For firms engaged in some aspect of e-commerce, the options are limited: either find an acquirer or shut down, Muto said.

“There are many more discussions about companies being acquired than there were a year ago,” he said. Selling the company is another way of accessing capital, and doing things such as hiring a sales force, which was impossible without new capital, he said.

Of course, if the sale occurs after the firm files for bankruptcy, as in the case of San Diego’s CollegeClub.com, that almost always wipes out any hope of investors recouping anything, Muto said.

CollegeClub, which operated a Web site targeting college students, had been seeking about $85 million in its IPO last year but was forced to file bankruptcy in August after failing to arrange its sale.

Boston-based rival Student Advantage purchased the company in a deal that was originally valued at $20 million but when completed in October turned out to be $7 million plus $1.4 million in Student Advantage stock.

Additional Partners

Andy Chedrick, chief financial officer for Enterprise Partners, San Diego’s largest VC firm, said companies with a proven business model and talented management have a better chance of getting the funding they need, but all the money may not come from the same firm.

Early investors may ask the company to go out and line up additional financing partners, including possible suppliers or allied technology providers before committing further investment, he said.

“It comes down to whether the management is willing to dilute its (equity) position,” Chedrick said.

Instead of accepting companies providing business plans with vague projections of Web site visits or Internet usage growth, venture capital firms are confining their portfolios to firms that show solid revenues and reaching profitability within four quarters, said Leo Spiegel, general partner with San Diego-based Mission Ventures.

“Before last year, a company might have gone public after its ‘A’ and ‘B’ round of funding,” he said.
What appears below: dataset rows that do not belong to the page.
PR #376, opened 2026-09-14
Ignore the two crawler spec paths that could reach this public repo

lambda2:
`.gitignore` already covers `lib/crawlers`, `app/workers/crawlers` and `spec/workers/crawlers`. It does not cover `spec/lib/crawlers` or `spec/fixtures/try`, and both are reachable by an ordinary mistake.

## How the mistake happens

The private crawlers repo has no Gemfile. Its specs split in two:

- **worker specs** (`try_import_spec.rb` and friends) `require 'rails_helper'` and need the models and a database, so the private `.rspec` excludes them — they can only be run by copying them **here**. That is why `spec/workers/crawlers` is already ignored.
- **parser specs** (`reader_spec.rb`, `mapper_spec.rb`) and their TRY fixture run standalone over there against this repo's bundle.

Nobody *should* copy the second group here. But `spec/lib/` is a live tracked directory — it holds the checks, ingester, resolver and utils specs — so if anyone does, `git add -A` stages them and private crawler code enters a public repository. Same for `spec/fixtures/try`.

## The change

Two path lines, plus a comment explaining which specs get copied here and why the others must not.

## Verification

Copied a parser spec, the TRY fixture and a worker spec into a clean worktree:

- `git status` reports only `.gitignore`.
- `spec/lib/ingester_spec.rb` stays tracked — the rule is scoped to `spec/lib/crawlers`, not to `spec/lib`.

No application code changed, so the suite is unaffected; CI will confirm.


lambda2:
🔎 claim-1789386920-3046

lambda2:
## Review: Pass ✅

**Contract:** no linked issue — this is a self-justifying hygiene fix per CLAUDE.md's crawler rule (`spec/lib/crawlers`, `app/workers/crawlers`, `datasets/`, `records/` etc. must never be committed). The PR's own rationale is the acceptance criteria: two live-tracked directories (`spec/lib/`, `spec/fixtures/`) can silently swallow copied-in private crawler specs on `git add -A`.

**CI:** `gh pr checks 376` — Brakeman, RSpec (2m41s), RuboCop all green.

**Local verification** (temp worktree off `chore-ignore-crawler-spec-paths`):
- Copied in a fake parser spec (`spec/lib/crawlers/reader_spec.rb`), a TRY fixture (`spec/fixtures/try/...`), and a worker spec (`spec/workers/crawlers/try_import_spec.rb`) — none showed up in `git status`, confirming all three ignore lines work.
- `spec/lib/ingester_spec.rb` (an unrelated, already-tracked file under the same `spec/lib/` parent) stayed tracked — the new `spec/lib/crawlers` rule is correctly scoped and doesn't shadow sibling specs, matching the PR's stated verification.
- Confirmed master's current .gitignore only has `spec/workers/crawlers` (line 101), matching the PR's 'before' description.
- Grepped the tracked tree for any reference to `spec/lib/crawlers`, `spec/fixtures/try`, or `spec/workers/crawlers` in Ruby/YAML/Markdown — nothing depends on these paths being tracked (no coverage config, no CI step, no doc), so ignoring them is safe.

No application code changed, diff is two .gitignore lines plus a comment. No gaps against the stated rationale.

PR #242, opened 2024-03-07
Back up at midday and again in the evening

ITViking:
#### What does this PR do?
DDF wants two daily backups to be made; one around lunch and another in the evening. 
This PR changes the backup scheduling from running in the late evening to running at 12:00 and again at 19:00.

I don't see any good path to test this outside of the production envs. We should however have a look at the backup being made the day this PR is merged in. 

Ensure that the times entered at the hours place is 12 and 19.

https://reload.atlassian.net/browse/DDFDRIFT-35

### DIFF
--- a/infrastructure/dpladm/env-repo-template/standard/.lagoon.yml
+++ b/infrastructure/dpladm/env-repo-template/standard/.lagoon.yml
@@ -82,4 +82,4 @@ backup-retention:
     hourly: 0
 # https://docs.lagoon.sh/lagoon/using-lagoon-the-basics/lagoon-yml#backup-schedule
 backup-schedule:
-  production: M 12,19 * * *
+  production: M H(12-14),H(19-21) * * *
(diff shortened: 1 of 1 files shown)


infrastructure/dpladm/env-repo-template/standard/.lagoon.yml
```diff
@@ -82,4 +82,4 @@ backup-retention:
     hourly: 0
 # https://docs.lagoon.sh/lagoon/using-lagoon-the-basics/lagoon-yml#backup-schedule
 backup-schedule:
-  production: M H(22-2) * * *
+  production: M 12,19 * * *
```
hypesystem, line 85: May be worth considering keeping the jitter (c.f. [what H does in cron syntax](https://stackoverflow.com/a/47302727/1080564)) here?

spaceo (commented):
What about the daily rentention rate?
Should it be doubled now the backup frequency has been doubled?

infrastructure/dpladm/env-repo-template/standard/.lagoon.yml
ITViking: yes, might be a good idea aswell. It does jitter on the minute though

ITViking:
We actually talked about that as well. We should probably double it, to give ourselves enough time :)

ITViking:
@spaceo i made the requested changes

hypesystem (approved):
Looks good to me

Would like @spaceo's final approval too, though, just because this is new stuff for us to be touching :smile:

spaceo (approved):
👍 LGTM

PR #254, opened 2024-03-21
Try this format instead?

spaceo:


hypesystem:
Something that confuses me a bit is that this was the original format:

https://github.com/danskernesdigitalebibliotek/dpl-platform/pull/242/files#diff-271f4a22d7a8ff4430bc7909bda401fed66d96182b7302469652ed8bb8e096e3L85

Which we seem to have moved far away from - it had the `H(x-y)` syntax *and* prefixed "M". Weird that we couldn't make that work with twice-per-day backups?

ITViking:
Did this change work @spaceo? According to Lagoons documentation we're supposed to leave the first Placement as M so Lagoon can decide on the minute to start the backup on.

PR #260, opened 2024-04-05
Revert to backing up once per day

ITViking:
--


hypesystem (approved):
Syntax looks good ! If the backups work let's get it merged

spaceo (approved):
Guess it has been tested ;) LGTM 👍

hypesystem (changes requested):
Hmm, I don't think this actually works! It is taking *a lot* of backups on canary, which is where we were testing it as far as I recall?

https://ui.lagoon.dplplat01.dpl.reload.dk/projects/env-canary/env-canary-main/backups

(Odd as this cron string was approved by Amazee's folks!)

hypesystem (approved):

hypesystem:
fyi @spaceo we are rolling back to backup once per day so it actually *works* - right now backups are every 10 minutes on every site.

A new PR after this will try to reintroduce twice-daily backups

Today, startups likely will require a third and perhaps additional financing rounds before even considering issuing its IPO, he said.

But the fact remains good companies can usually get funded anytime, no matter how negative the stock market treats new technology issues, Spiegel said.

He said Stellcom, a San Diego wireless integrator, recently was able to attract $35 million in private capital investment.

“In this environment, there’s an ongoing filtering-out of those companies that will succeed from those companies that shouldn’t be around, and in the end it’s a healthy process.”